Currently, she said, many clinical investigators stand to profit significantly if the trials in which they are involved are successful. Often, she explained, these financial interests are not disclosed to the public, including the patients participating in clinical trials.

She says ProDisc was developed by a start-up company known as Spine Solutions Inc. A New York investment firm, Viscogliosi Brothers, helped found Spine Solutions and financed the disc's development and research. The Viscogliosi Brothers offered the ProDisc clinical investigators substantial investment opportunities in Spine Solutions, as well as consulting contracts that included gifts of company stock and stock options. Synthes, Inc. bought Spine Solutions in 2003 and failed to fully disclose these conflicts of interest to the FDA, Milgram alleged. For example, she noted, a number of disclosure forms contained in the Synthes submission to FDA were signed and dated, but were otherwise left blank. Other forms indicated that clinical investigators had significant equity interests in the Synthes product they were testing, but offered no details.

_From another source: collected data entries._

PR #227, opened 2021-03-22
Fix pluralization in german strings

bananer:


chirayudesai:
We handle translations through weblate, would you mind making this edit there?

It's at https://hosted.weblate.org/projects/calyxos/seedvault/

Not merging this here to keep translations in one place and avoid conflicts.

PR #236, opened 2021-04-09
Improve recovery code output fragment's wordlist layout

luk1337:
* Enable scrollbar
* Enable text size autoscalling (min 12sp, max 24sp)
* Fix wordList constraints
* Set wordList height to match_parent so that scrollbar
  our word list will always start from top
* Set wordList width to match_parent so that scrollbar
  is displayed on the sides
* Reduce landscape spanCount to 3 so that we'll be less
  likely to clip the some longer word

Change-Id: I7a2481fe25163f81f6d3c3626784cc4681f7c4ef

### DIFF
--- a/app/src/main/java/com/stevesoltys/seedvault/ui/recoverycode/RecoveryCodeOutputFragment.kt
+++ b/app/src/main/java/com/stevesoltys/seedvault/ui/recoverycode/RecoveryCodeOutputFragment.kt
@@ -45,7 +45,7 @@ class RecoveryCodeOutputFragment : Fragment() {
     private fun setGridParameters(list: RecyclerView) {
         val layoutManager = list.layoutManager as GridLayoutManager
         if (resources.configuration.orientation == ORIENTATION_LANDSCAPE) {
-            layoutManager.spanCount = 4
+            layoutManager.spanCount = 3
         } else {
             layoutManager.spanCount = 2
         }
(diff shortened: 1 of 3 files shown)


luk1337:
Mostly affects 16:9 devices with display size / font-size set to high values.

grote (approved):
I didn't run this code, but assume @luk1337 did that. The changes look ok.

luk1337:
@grote yeah, it'd be hard to do that kind of stuff blind.

chirayudesai:
This makes it look really small on bigger devices now.

Screenshot_20210416-232344

That's bramble, 1080x2340, 420dpi. It would fill the whole screen nicely before, now the text is way too small.

chirayudesai (changes requested):
Should ideally stay as close to before as possible on other devices.

luk1337:
Try removing android:autoSize{Min,Max}TextSize and testing it on different DPIs.

chirayudesai:
> Try removing android:autoSize{Min,Max}TextSize and testing it on different DPIs. Everything else should be ok

Now it looks ok, but cuts off words on larger/largest densities.

chirayudesai (approved):
Works much better, thanks!

grote (changes requested):
To be honest, I am not happy with the hardcoding of the list item height and some other changes. I pushed an alternative solution to https://github.com/grote/seedvault/tree/recovery-code-output-small-screens

chirayudesai:
Merged https://github.com/seedvault-app/seedvault/pull/276 instead.

Makes it look slightly different on all devices, and a lot better on smaller screens / larger dpis.

image

This has a scrollbar, compared to cutoff text and no scrolling before.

Synthes' failure to adequately disclose "should have been obvious from even a cursory review of its FDA submissions," Milgram wrote, yet the FDA "did nothing" and ultimately approved Synthes applications for pre-market approval without delay or further inquiry into the apparent conflicts.

Under terms of the settlement, Synthes, Inc. has agreed to publicly disclose on its Web site any financial relationships with doctors conducting its clinical research trials. The company has also committed to disclosing such financial conflicts-of-interest to the research institutions that serve as clinical trial locations, and to the FDA.

The company has also agreed to:
* Prohibit compensation of clinical investigators tied to the outcome of the clinical trial
* Pay clinical investigators "fair market value compensation" for their clinical trial work, as well any other consulting services they provide to the company
* Collect information on financial interests from clinical investigators
* Create a Financial Interest Information Database that will record all relevant financial interests related to clinical investigators
* Disclose all financial interests of all clinical investigators on the company's Web site
* Provide complete disclosure of financial interests to the FDA and conduct reasonable due diligence to insure that the disclosures are complete and accurate
* Disclose all financial interests directly to health care facilities serving as clinical trial sites
* Provide Financial Interest and Disclosure training to employees.

The Synthes agreement pertains to all ongoing and future clinical trials, except for those conducted outside the U.S. and not intended for use in the marketing of products in this country.

In addition to the other settlement terms, Synthes will pay the state a total of $236,000 as reimbursement for fees and costs related to the investigation.

Also, Stryker Corporation has received a subpoena from the Attorney General of New Jersey and an FDA warning, concerning trials of its maxillofacial implant products, according to an SEC document. The document said other companies are also under investigation.